Back to the original question, I too am running into errors like:
openai.RateLimitError: Error code: 429 - {'error': {'message': 'You exceeded your current quota, please check your plan and billing details. For more information on this error, read the docs: https://platform.openai.com/docs/guides/error-codes/api-errors.', 'type': 'insufficient_quota', 'param': None, 'code': 'insufficient_quota'}}
When attempting to run completely locally. I'm ensuring that I'm doing something like this:
from langchain_community.llms import Ollama
# ...
llm = Ollama(model='mistral:7b')#, base_url='http://192.168.1.124:11434')
and then I'm passing llm
to each agent, and the crew, as llm=llm
sort of thing. And I'm still getting this error. Do you or @HyperUpscale spot any mistake I'm making?
I'm running crewai[tools]==0.28.1
.
Thanks for your help and time!
Edit: Based on your post here, I'm now passing manager_llm
to crew. I'm still having issues, but I think I'm getting closer to the problem.
Edit Edit: Perhaps its an issue with langchain-ai
? See here
Edit Edit Edit: i ended up solving my problem and captured it as a new issue here: https://github.com/joaomdmoura/crewAI/issues/447
Crew Ai, in its current form is set to use OpenAi keys by default, no matter how you specify Ollama for Local LLM use. The codes showed on the Crew Ai github site and also on youtube do not work. I have spent hours configuring CrewAi to work with Ollama / Mistral as a local LLM. CrewAi will always show an error pointing to OpenAI as other users have pointed above. CrewAI simply does not work at present and leads me to doubt CrewAi as a product.
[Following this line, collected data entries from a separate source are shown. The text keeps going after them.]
PR #3069, opened 2026-01-04
Optimize Cell is_empty/is_full

codebyNJ:
### Summary
Optimize `Cell` to remove an avoidable **O(n)** copy and improve error semantics.  
This prevents unnecessary allocations on frequent `remove_agent()` calls and makes capacity errors catchable.

### Bug / Issue
- `remove_agent()` did `self.empty` = `self.is_empty` → `len(self.agents)` → `self._agents.copy()` O(n) every removal.

### Implementation
 **`cell.py`**
- `is_empty` ⇒ `return len(self._agents) == 0`
- `is_full` ⇒ `return len(self._agents) >= self.capacity`

### Testing
- Added a concise test in `test_discrete_space.py` verifying that no list replacement occurs and that `.agents` still returns a copy.
- Updated capacity-related tests to expect a `ValueError`.
- Unit: all discrete_space tests passed locally (72/72).

### DIFF
--- a/tests/discrete_space/test_discrete_space.py
+++ b/tests/discrete_space/test_discrete_space.py
@@ -598,12 +598,12 @@ def test_cell():
     cell1.add_agent(CellAgent(model))
     assert cell1.is_full
 
-    with pytest.raises(ValueError):
+    with pytest.raises(Exception):
         cell1.add_agent(CellAgent(model))
 
     # Test capacity=0 (no agents allowed)
     cell_zero = Cell((1,), capacity=0, random=random.Random())
-    with pytest.raises(ValueError):
+    with pytest.raises(Exception):
         cell_zero.add_agent(CellAgent(model))
 
 


mesa/discrete_space/cell.py
```diff
@@ -110,9 +110,7 @@ def add_agent(self, agent: CellAgent) -> None:
         self.empty = False
 
         if self.capacity is not None and n >= self.capacity:
-            raise Exception(
```
quaquel, line 113: This is an API change, so we cannot simply do this given semver.

There is an open disucssion on exceptions for Mesa 4.0, so until that is resolved, please don't change this.

codebyNJ: Ok got it. I will remove the exception changes and update the PR.

codebyNJ: The PR is updated. Kindly re-run the benchmark score.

@staimaster it's because crew use by default the openAI embeddings , tho solve it you need to use another embedder
this comment show how to solve it , crew don't support ollama embeddings , but you can use other local embeddings like hugginface or gpt4all https://github.com/joaomdmoura/crewAI/issues/447#issuecomment-2063711293
edit: @staimaster . @madhudson , now the link works
@staimaster it's because crew use by default the openAI embeddings , tho solve it you need to use another embedder
this comment show how to solve it , crew don't support ollama embeddings , but you can use other local embeddings like hugginface or gpt4all https://github.com/joaomdmoura/crewAI/issues/447#issuecomment-2063711293
Ok thank you for the clarification, please repost the link for where I can use local embeddings like hugginface or gpt4all, as there is nothing on the link above
@staimaster it's because crew use by default the openAI embeddings , tho solve it you need to use another embedder this comment show how to solve it , crew don't support ollama embeddings , but you can use other local embeddings like hugginface or gpt4all https://github.com/joaomdmoura/crewAI/issues/447#issuecomment-2063711293
Ok thank you for the clarification, please repost the link for where I can use local embeddings like hugginface or gpt4all, as there is nothing on the link above
I'm trying to find the same
I'm having this same problem (Crew AI demands an API key for OpenAI even when configured strictly for local LLMs (ollama).
I have less than zero interest paying some amorphous, opaque business entity to handle my private data; it is exactly the thing I'm trying to get away from, across my use of the internet.
Please do us all a favor; either fix this, or stop promoting crew AI as interoperable with local LLMs. I literally bought hardware to run this configuration, after considerable research into the available opensource offerings, watching dozens of instructive videos on youtube, and reading your documentation.
My hardware is more than capable; your software simply fails to work as (extensively) advertised.
Added this in the examples issue https://github.com/joaomdmoura/crewAI-examples/issues/2 I tried the stock analsys example, and it looked like it was working until it needed an OPEN_API key.
Also It expects a key to be in the environment for open ai, I feel it should only look for a key when it is actually going to use it.